@teacup,
teacup wrote:First of all, how is this unobservable matter more valid than an unobservable god?
Because of indirect empirical observations?
To decide which is more valid we would need to set out the grounding of each claim. I have never heard of a theist saying "the god I believe in is hypothetical". Scientists stamp dark matter as being hypothetical, they do not insist it is true, just a plausible explination worthy of further research.
teacup wrote:Second, does the fact that dark matter has been produced as a way for scientists to maintain their core beliefs (how gravity works) a sign that they are somewhat fundamental about their beliefs? Ruse in "Creation science is not a science" says scientists are not fundamental about their beliefs. (And creation scientists are fundamental)
I think (good) scientists are well adapted to abandoning beliefs when faced with evidence to the contrary. Its the nature of science to improve on what is known.
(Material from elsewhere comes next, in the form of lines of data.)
PR #4168, opened 2022-03-30
feat: Capture more extreme tail latency buckets for dml handler

mkmik:
when the router performs a rolling restart we currently witness a dramatic increase in tail latencies:

image

however since the majority of request fall into the "+inf" bucket, the actual range is not clear. 

This PR adds a couple of more buckets to get the sense of where we're at.


tustvold (approved):
I assume the cardinality is not a problem?

mkmik:
> I assume the cardinality is not a problem?
yeah it's not a problem, at least not now. We run our own prometheus and we only have a handful of router replicas

Issue #4585, opened 2022-05-12
Investigation: Compactor cannot catch up with Ingester


NGA-TRAN:
# Summary of issues:
1. Compact a partition of large files is so slow
2. Compactor buffers data of parquet files instead of streaming which lead to huge memory needed 
4. The current setup makes the concurrency level  is very low 1

# TODOs

- [x] #4883
- [x] #4869 
- [x] influxdata/conductor#969 
- [x] influxdata/influxdb_iox#4761 
- [x] influxdata/influxdb_iox#4762
- [x] influxdata/influxdb_iox#4695
- [x] influxdata/influxdb_iox#4696 
- [x] influxdata/influxdb_iox#4671 
- [x] influxdata/influxdb_iox#4596 - @NGA-TRAN 
- [x] influxdata/influxdb_iox#4324  - @domodwyer 
- [x] influxdata/influxdb_iox#4594 - @mkmik , @NGA-TRAN , @domodwyer 

# Observation
[Full Dashboard](https://grafana.prod01-eu-central-1.aws.influxdata.io/d/z7-FhLsnk/compactor?orgId=1)

Our current tests on one Compactor that compacts all files of 100 sequencers ingested by 4 Ingesters shows that the Compactor cannot catch up with the Ingester and, every compact cycle, there are more and more files to get compacted for each partition. This leads to a lot of deduplication work that makes the situation worse. Her are the numbers:

**This chart shows:**
1. More files per partition/sequencer for later cycle2. 
5. The cycle takes longer and longer to finish
![Screen Shot 2022-05-12 at 3 13 11 PM](https://user-images.githubusercontent.com/20850014/168153812-937691af-05f9-4c17-9b56-abbc5218b962.png)

**This charts is similar to the one above but shows the file size to get compacted per sequencer**
![Screen Shot 2022-05-12 at 3 16 25 PM](https://user-images.githubusercontent.com/20850014/168154105-beace22f-1431-4e2d-98e1-ce8d021216b8.png)

**This chars shows input compacted file rate for each sequencer every minute**
![Screen Shot 2022-05-12 at 3 17 06 PM](https://user-images.githubusercontent.com/20850014/168154435-f4a0e792-157e-4506-b9fb-b1be49a66f6a.png)

**Similarly, this chart shows how longer compacted output is created because it takes longer to finish a cycle**
[...]

PR #4589, opened 2022-05-12
chore: convert some debug to trace to reduce noises

NGA-TRAN:
This is for the investigation of #4585 


query/src/provider/deduplicate/algo.rs
```diff
@@ -72,15 +72,15 @@ impl RecordBatchDeduplicator {
         };
 
         let mut dupe_ranges = self.compute_ranges(&batch)?;
-        debug!("Finish computing range");
```
NGA-TRAN, line 75: Three debug lines in this function overwhelme Compactor log and make it less useful

query_tests/cases/in/several_chunks.sql
```diff
@@ -2,13 +2,14 @@
 
 -- validate we have access to information schema for listing system tables
 -- IOX_COMPARE: sorted
-SELECT * from h2o order by temp, other_temp, time;
+SELECT * from h2o;
```
NGA-TRAN, line 5: no need order by because we already have `-- IOX_COMPARE: sorted`

query_tests/cases/in/several_chunks.sql
```diff
@@ -2,13 +2,14 @@
...
 -- Plan will look like:
 --  . Two chunks (one parquet and one from ingester) neither overlap nor contain duplicate
 --     --> scan in one scan node
 --  . Three parquet chunks overlapped -> dedup without resort
 EXPLAIN SELECT * from h2o;
 
 -- Only selct fields and time
-select temp, other_temp, time from h2o order by 1, 2;
+-- IOX_COMPARE: sorted
```
NGA-TRAN, line 13: replace the order by with this `-- IOX_COMPARE: sorted`

mkmik (approved):

PR #4587, opened 2022-05-12
chore: Enable pprof feature back

mkmik:
We used to use the `/debug/pprof` endpoint in our testing environments. We likely lost that feature from the release image when we refactored our release build steps.

PR #4590, opened 2022-05-12
chore: Enable pprof feature back

mkmik:
In https://github.com/influxdata/influxdb_iox/pull/4587 we enabled the `pprof` feature in our release builds but this resulted in a build failure because the pprof crate needed `backtrace-rs` dep.

It turns out that we didn't catch this in the normal CI pipeline because, despite actually exercising a build with the `pprof` feature on, we also include the `heappy` feature, which just happens to also depend on `backtrace-rs` and thus the build succeeds.

This PR fixes the release build (which only gets excercised in `main`) by adding explicitly the `backtrace-rs` feature.

---

Tested manually with:

```
cargo build --package="influxdb_iox" --profile="release"  --no-default-features --features=aws,gcp,azure,jemalloc_replacing_malloc,tokio_console,pprof
```


NGA-TRAN (approved):

alamb:
Thank you for sorting this out @mkmik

teacup wrote:Also, could this situation be like the outdated phlogiston theory? Scientists had an idea of how things burned, their tests didn't quite match up, so they adjusted their theory. Kuhn shows us how this is an example of a paradigm shift. Once we figured something else out (how oxygen works) we were able to shift paradigms. Could scientists be stuck in a paradigm about gravity and forces in outer space that will eventually shift (once we have a new/better theory)? Could dark matter just be buying us time, a way to make sense of things that we can't quite understand just yet?
It could very well be. Science is at a loss when it comes to trying to reconcile the behaviour of the very small with the behaviour of the very large.
General relativity has passed many experimental tests
Tests of general relativity - Wikipedia, the free encyclopedia and even if GR fails precision testing at the scale of galaxies (see link), it still works fine in its limited domain. Just as Newtons ideas of gravity works fine in its domain and was not abandoned when GR came along, GR wont be discarded either.
May I ask, why do you think people have yet to abandon certain ideas? For example why do people abandon phlogiston theory yet cling to the idea of god?